Saved entries
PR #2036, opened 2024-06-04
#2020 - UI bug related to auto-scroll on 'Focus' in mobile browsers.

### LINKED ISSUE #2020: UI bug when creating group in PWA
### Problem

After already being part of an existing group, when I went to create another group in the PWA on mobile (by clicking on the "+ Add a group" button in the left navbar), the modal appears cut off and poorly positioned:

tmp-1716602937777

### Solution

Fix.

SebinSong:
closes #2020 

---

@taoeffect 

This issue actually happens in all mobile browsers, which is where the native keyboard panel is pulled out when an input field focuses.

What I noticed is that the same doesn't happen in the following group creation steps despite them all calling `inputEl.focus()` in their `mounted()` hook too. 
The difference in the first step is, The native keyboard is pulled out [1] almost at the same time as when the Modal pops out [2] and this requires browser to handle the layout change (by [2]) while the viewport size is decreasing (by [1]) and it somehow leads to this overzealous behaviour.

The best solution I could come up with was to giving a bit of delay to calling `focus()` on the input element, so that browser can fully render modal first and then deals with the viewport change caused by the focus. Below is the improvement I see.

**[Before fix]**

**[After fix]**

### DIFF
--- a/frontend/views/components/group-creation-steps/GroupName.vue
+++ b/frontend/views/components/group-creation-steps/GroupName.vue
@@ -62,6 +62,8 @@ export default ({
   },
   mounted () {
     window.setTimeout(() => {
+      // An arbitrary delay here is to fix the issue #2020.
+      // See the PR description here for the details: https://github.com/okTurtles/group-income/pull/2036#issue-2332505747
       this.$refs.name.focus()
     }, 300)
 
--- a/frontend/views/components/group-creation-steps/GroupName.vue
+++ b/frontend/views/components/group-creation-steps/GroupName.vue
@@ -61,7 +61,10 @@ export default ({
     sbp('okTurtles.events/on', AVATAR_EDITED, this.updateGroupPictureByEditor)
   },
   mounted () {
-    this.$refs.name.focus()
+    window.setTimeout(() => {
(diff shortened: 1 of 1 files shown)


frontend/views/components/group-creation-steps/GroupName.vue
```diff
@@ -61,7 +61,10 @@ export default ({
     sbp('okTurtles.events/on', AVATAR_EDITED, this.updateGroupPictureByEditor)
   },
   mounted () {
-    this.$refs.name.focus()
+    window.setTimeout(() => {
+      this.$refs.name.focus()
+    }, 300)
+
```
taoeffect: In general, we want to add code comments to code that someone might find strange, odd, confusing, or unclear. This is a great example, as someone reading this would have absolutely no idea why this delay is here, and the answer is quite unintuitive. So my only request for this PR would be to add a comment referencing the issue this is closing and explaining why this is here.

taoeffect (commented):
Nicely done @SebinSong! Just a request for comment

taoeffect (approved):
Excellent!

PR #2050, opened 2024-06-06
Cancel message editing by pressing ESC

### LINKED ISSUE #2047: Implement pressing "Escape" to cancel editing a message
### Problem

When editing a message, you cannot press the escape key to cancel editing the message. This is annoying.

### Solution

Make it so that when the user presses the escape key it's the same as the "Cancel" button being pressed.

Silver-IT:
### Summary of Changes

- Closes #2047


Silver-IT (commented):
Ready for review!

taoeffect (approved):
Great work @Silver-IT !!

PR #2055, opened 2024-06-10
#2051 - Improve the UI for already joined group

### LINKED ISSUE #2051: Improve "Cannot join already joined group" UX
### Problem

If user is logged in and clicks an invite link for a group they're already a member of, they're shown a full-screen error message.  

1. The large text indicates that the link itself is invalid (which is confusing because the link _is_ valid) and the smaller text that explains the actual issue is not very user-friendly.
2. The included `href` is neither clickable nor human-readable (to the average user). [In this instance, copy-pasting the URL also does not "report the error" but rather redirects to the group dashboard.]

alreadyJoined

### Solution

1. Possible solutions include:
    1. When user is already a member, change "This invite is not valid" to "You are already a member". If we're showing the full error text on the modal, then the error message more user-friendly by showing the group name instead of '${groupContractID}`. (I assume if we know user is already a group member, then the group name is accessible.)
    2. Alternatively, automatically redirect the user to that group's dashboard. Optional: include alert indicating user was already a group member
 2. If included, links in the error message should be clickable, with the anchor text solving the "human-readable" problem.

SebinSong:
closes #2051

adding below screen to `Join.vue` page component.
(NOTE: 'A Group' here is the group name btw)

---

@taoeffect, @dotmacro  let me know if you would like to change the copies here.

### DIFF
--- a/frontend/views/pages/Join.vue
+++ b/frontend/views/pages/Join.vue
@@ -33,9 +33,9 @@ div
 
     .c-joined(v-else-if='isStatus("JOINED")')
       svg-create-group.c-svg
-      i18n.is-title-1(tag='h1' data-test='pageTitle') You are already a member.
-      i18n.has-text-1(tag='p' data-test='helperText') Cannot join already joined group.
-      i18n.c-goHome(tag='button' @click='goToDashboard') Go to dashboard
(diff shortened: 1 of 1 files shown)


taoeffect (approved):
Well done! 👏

What needs to be done | The response has to give back every record verbatim.

Exercise response |
PR #2036, opened 2024-06-04
#2020 - UI bug related to auto-scroll on 'Focus' in mobile browsers.

### LINKED ISSUE #2020: UI bug when creating group in PWA
### Problem

After already being part of an existing group, when I went to create another group in the PWA on mobile (by clicking on the "+ Add a group" button in the left navbar), the modal appears cut off and poorly positioned:

tmp-1716602937777

### Solution

Fix.

SebinSong:
closes #2020 

---

@taoeffect 

This issue actually happens in all mobile browsers, which is where the native keyboard panel is pulled out when an input field focuses.

What I noticed is that the same doesn't happen in the following group creation steps despite them all calling `inputEl.focus()` in their `mounted()` hook too. 
The difference in the first step is, The native keyboard is pulled out [1] almost at the same time as when the Modal pops out [2] and this requires browser to handle the layout change (by [2]) while the viewport size is decreasing (by [1]) and it somehow leads to this overzealous behaviour.

The best solution I could come up with was to giving a bit of delay to calling `focus()` on the input element, so that browser can fully render modal first and then deals with the viewport change caused by the focus. Below is the improvement I see.

**[Before fix]**

**[After fix]**

### DIFF
--- a/frontend/views/components/group-creation-steps/GroupName.vue
+++ b/frontend/views/components/group-creation-steps/GroupName.vue
@@ -62,6 +62,8 @@ export default ({
   },
   mounted () {
     window.setTimeout(() => {
+      // An arbitrary delay here is to fix the issue #2020.
+      // See the PR description here for the details: https://github.com/okTurtles/group-income/pull/2036#issue-2332505747
       this.$refs.name.focus()
     }, 300)
 
--- a/frontend/views/components/group-creation-steps/GroupName.vue
+++ b/frontend/views/components/group-creation-steps/GroupName.vue
@@ -61,7 +61,10 @@ export default ({
     sbp('okTurtles.events/on', AVATAR_EDITED, this.updateGroupPictureByEditor)
   },
   mounted () {
-    this.$refs.name.focus()
+    window.setTimeout(() => {
(diff shortened: 1 of 1 files shown)


frontend/views/components/group-creation-steps/GroupName.vue
```diff
@@ -61,7 +61,10 @@ export default ({
     sbp('okTurtles.events/on', AVATAR_EDITED, this.updateGroupPictureByEditor)
   },
   mounted () {
-    this.$refs.name.focus()
+    window.setTimeout(() => {
+      this.$refs.name.focus()
+    }, 300)
+
```
taoeffect: In general, we want to add code comments to code that someone might find strange, odd, confusing, or unclear. This is a great example, as someone reading this would have absolutely no idea why this delay is here, and the answer is quite unintuitive. So my only request for this PR would be to add a comment referencing the issue this is closing and explaining why this is here.

taoeffect (commented):
Nicely done @SebinSong! Just a request for comment

taoeffect (approved):
Excellent!

PR #2050, opened 2024-06-06
Cancel message editing by pressing ESC

### LINKED ISSUE #2047: Implement pressing "Escape" to cancel editing a message
### Problem

When editing a message, you cannot press the escape key to cancel editing the message. This is annoying.

### Solution

Make it so that when the user presses the escape key it's the same as the "Cancel" button being pressed.

Silver-IT:
### Summary of Changes

- Closes #2047


Silver-IT (commented):
Ready for review!

taoeffect (approved):
Great work @Silver-IT !!

PR #2055, opened 2024-06-10
#2051 - Improve the UI for already joined group

### LINKED ISSUE #2051: Improve "Cannot join already joined group" UX
### Problem

If user is logged in and clicks an invite link for a group they're already a member of, they're shown a full-screen error message.  

1. The large text indicates that the link itself is invalid (which is confusing because the link _is_ valid) and the smaller text that explains the actual issue is not very user-friendly.
2. The included `href` is neither clickable nor human-readable (to the average user). [In this instance, copy-pasting the URL also does not "report the error" but rather redirects to the group dashboard.]

alreadyJoined

### Solution

1. Possible solutions include:
    1. When user is already a member, change "This invite is not valid" to "You are already a member". If we're showing the full error text on the modal, then the error message more user-friendly by showing the group name instead of '${groupContractID}`. (I assume if we know user is already a group member, then the group name is accessible.)
    2. Alternatively, automatically redirect the user to that group's dashboard. Optional: include alert indicating user was already a group member
 2. If included, links in the error message should be clickable, with the anchor text solving the "human-readable" problem.

SebinSong:
closes #2051

adding below screen to `Join.vue` page component.
(NOTE: 'A Group' here is the group name btw)

---

@taoeffect, @dotmacro  let me know if you would like to change the copies here.

### DIFF
--- a/frontend/views/pages/Join.vue
+++ b/frontend/views/pages/Join.vue
@@ -33,9 +33,9 @@ div
 
     .c-joined(v-else-if='isStatus("JOINED")')
       svg-create-group.c-svg
-      i18n.is-title-1(tag='h1' data-test='pageTitle') You are already a member.
-      i18n.has-text-1(tag='p' data-test='helperText') Cannot join already joined group.
-      i18n.c-goHome(tag='button' @click='goToDashboard') Go to dashboard
(diff shortened: 1 of 1 files shown)


taoeffect (approved):
Well done! 👏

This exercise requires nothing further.